▶ [Work order] Search the data for "mode". Each line containing it is to be copied.

Saved data entries:
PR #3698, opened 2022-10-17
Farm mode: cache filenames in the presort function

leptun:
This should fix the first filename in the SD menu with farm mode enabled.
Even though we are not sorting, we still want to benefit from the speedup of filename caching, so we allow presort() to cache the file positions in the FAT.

▶ [Answer for this exercise]
Farm mode: cache filenames in the presort function
This should fix the first filename in the SD menu with farm mode enabled.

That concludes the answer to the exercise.